> **WHAT YOU WILL DO**: Of all the lines in the entries below, give again exactly those starting at the line containing "going to hit a conflict in that file." and ending at the line containing "indexer list. Those", both ends included, and no others.
= Beginning of Section =
Issue #1056, opened 2026-07-20
Enhancement: Settings option to edit individual source timeout thresholds


techlover112:
I would really appreciate this. Right now I have to edit the internal web source code in order to tell SoulSync not to time out after just 15 seconds waiting on a search query.

Nezreka:
I have this live on dev now, will push main soon

PR #1123, opened 2026-08-05
Use configured source search timeout instead of hardcoded 15 seconds

techlover112:
Uses the new source search timeout config instead of the hardcoded 15 seconds. I haven't been able to test this, but it should be fairly stable, as I just copied the config block from deezer_download_client.py. The fallback is 60 seconds, as Prowlarr usually returns results around the 45 second mark in my experience.

### DIFF
--- a/core/prowlarr_client.py
+++ b/core/prowlarr_client.py
@@ -100,8 +100,6 @@ class ProwlarrSearchResult:
 class ProwlarrClient:
     """Thin sync-backed async wrapper around the Prowlarr v1 API."""
 
-    DEFAULT_TIMEOUT = 15
-
     def __init__(self) -> None:
         self._load_config()
 
@@ -243,7 +241,7 @@ class ProwlarrClient:
                 url,
                 headers={'X-Api-Key': self._api_key, 'Accept': 'application/json'},
                 params=params,
-                timeout=self.DEFAULT_TIMEOUT,
+                timeout=getattr(self._config, 'get_source_search_timeout', lambda: None)() or 60,
             )
             if not resp.ok:
                 logger.warning("Prowlarr %s returned HTTP %s", path, resp.status_code)


Nezreka:
good catch on the hardcoded timeout, but this crashes as written.

`self._config` doesn't exist on ProwlarrClient. `_load_config` only sets
`self._url` and `self._api_key`, it uses the module-level `config_manager`. so
every prowlarr search throws `AttributeError: 'ProwlarrClient' object has no
attribute '_config'`.

the getattr doesn't save you there — it guards a missing attribute *on* the
object, but python evaluates `self._config` first and blows up before getattr
ever runs.

also the fallback should be 15, not 60. the #1056 contract is that an unset
override changes nothing out of the box, so each call site keeps its own old
default. prowlarr's was `DEFAULT_TIMEOUT = 15`. 60 quadruples it for everyone
who hasn't set the override.

so:

```python
timeout=config_manager.get_source_search_timeout() or 15,
```

same as qobuz and hifi. `config_manager` is already imported in that file.

last thing — `tests/test_source_search_timeout.py` has a seam pin for every
other call site (hifi, qobuz, deezer, stream). add one for prowlarr so this
doesn't drift.

nick2000713:
This PR  and mine #1121 fix the same thing...the hardcoded 15s in
`core/prowlarr_client.py` and even read the same setting
(`config_manager.get_source_search_timeout()`). Not saying yours is wrong, I
just don't want either of us doing the work twice, and whoever merges second is
going to hit a conflict in that file.

Your 45s observation matches what I measured, which is why I ended up at 75
rather than 60.

One difference worth weighing: this puts the search budget on `_api_get`, and
every Prowlarr call goes through there.. including `system/status` and the
indexer list. Those answer immediately, so a Prowlarr that's down or
misconfigured would make the connection test in Settings sit for the full 60s
instead of failing in 15.

#1121 splits the two instead:

- `DEFAULT_TIMEOUT = 15` stays for metadata/control calls (status, indexers)
- `DEFAULT_SEARCH_TIMEOUT = 75` for searches, which fan out to every enabled
  indexer and wait for the slowest one
- precedence is caller argument > `download_source.source_search_timeout` (the
  same user setting you're reading) > default, in
  `ProwlarrClient.resolve_search_timeout()`
- the plugins' own `timeout=` argument actually reaches Prowlarr now — it was
  being accepted and then dropped
- a search that times out raises `ProwlarrSearchError` instead of returning
  `[]`, so a failing indexer stops looking identical to "no results"

If #1121 goes in first this is fully covered by it and can close; if this lands
first I'll rebase #1121 on top of it. Either way is fine by me — @Nezreka's
call.

techlover112:
@Nezreka @nick2000713 Thanks for your help. I'm going to close this so #1121 will merge easily.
= End of Section =
> **FINISHED EXERCISE**:
going to hit a conflict in that file.

Your 45s observation matches what I measured, which is why I ended up at 75
rather than 60.

One difference worth weighing: this puts the search budget on `_api_get`, and
every Prowlarr call goes through there.. including `system/status` and the
indexer list. Those answer immediately, so a Prowlarr that's down or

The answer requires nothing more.